(Input Opens)

PR #659, opened 2024-03-07
Publish instance vCPU stats to oximeter

bnaecker:
- Add more metadata to instance and HTTP API, for tracking silo / project IDs for an instance.
- Add the `VirtualMachine` kstat target for tracking individual vCPU usage by microstate.
- Use `VirtualMachine` in place of the bare instance UUID for tracking other statistics too.
- Use `KstatSampler` to pull vCPU kernel statistics to track vCPU usage
- A few minor tweaks to existing metrics
- Update OpenAPI documents


bnaecker:
This is the companion to https://github.com/oxidecomputer/omicron/pull/4900, in which Propolis reads `kstat`s for the vCPU usage data of its managed instance. These are published to `oximeter` along with the other statistics. This also modifies the pre-existing instance-reset counter statistic, subsuming it under the new `VirtualMachine` target for identifying an instance by silo, project, and instance ID.

bnaecker:
CI is failing because the `oximeter_instruments::kstat` module is only available on illumos, while we're running a number of tests on Linux. I'm going to experiment with some `cfg` directives to work around it, hopefully it's not too nasty.

bnaecker:
Ok, this last test failure is real. One thing the PHD tests verify is that we can migrate between the PR commit and its merge base. That is failing, because the PR branch changes the instance-ensure API, by adding the project / silo ID for tracking instance vCPU metrics. I'm not sure how this is _supposed_ to work when one changes the API. @gjcolombo or perhaps @hawkw, are there any existing plans for handling breaking API changes like this?

I can imagine this case is handled pretty easily, by making this new data optional. If we're migrating an instance from before the change, then those fields can't exist and we will simply forgo producing vCPU data in any case. Are there additional test-suite changes one would like to see in such cases?

gjcolombo:
> I'm not sure how this is supposed to work when one changes the API.

All this is a unforeseen but mostly positive consequence of adding the migrate-from-base tests: we've begun to test Propolis server API versioning! The specific problem here is:

- `InstanceProperties` now contains an `InstanceMetadata`
- The Propolis instance GET endpoint returns an `Instance` that contains an `InstanceProperties`
- PHD always uses the Propolis client API defined by the OpenAPI spec that was in the commit used to build the framework
- So, when the framework (with the new `Instance` definition) asks to get properties from a downlevel Propolis that doesn't have the new definition, deserialization fails on the client (because the downlevel server didn't supply all the fields it needs)

This would be a Real Problem in production if there were ever heterogeneous Propolis client and server versions, e.g. if we were doing a live upgrade and had an upgraded Nexus trying to query state directly from a not-yet-upgraded Propolis. However, I don't think we currently have that situation, for two reasons:

- Because all our upgrades are still offline (for now), there's no way to get this kind of heterogeneity: all Propolises get upgraded all at once
- Even if that weren't true, I believe it's true that the only user of this particular API is a Propolis's overseeing sled agent, and sled agent and Propolis are supposed to be shipped in a single logical package (i.e. it shouldn't currently be possible to upgrade a sled's sled agent without installing software that will also immediately and atomically upgrade its Propolis image)

---

I think there are a couple of ways to make this sort of change in general:

- The straightforward way, which you've suggested, is to make the new field (in this case the metadata field in `InstanceProperties` an `Option` and tag it with the `#[serde(default)]` field attribute. This will get everything to deserialize properly, at the cost of making the server have to deal with cases where this field hasn't been specified, which may never occur in practice (see above).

(Input Closes)

▶ **Task item**
When "target" shows up in a line of the material, report that line.

▶ **Exercise result**
- Add the `VirtualMachine` kstat target for tracking individual vCPU usage by microstate.
This is the companion to https://github.com/oxidecomputer/omicron/pull/4900, in which Propolis reads `kstat`s for the vCPU usage data of its managed instance. These are published to `oximeter` along with the other statistics. This also modifies the pre-existing instance-reset counter statistic, subsuming it under the new `VirtualMachine` target for identifying an instance by silo, project, and instance ID.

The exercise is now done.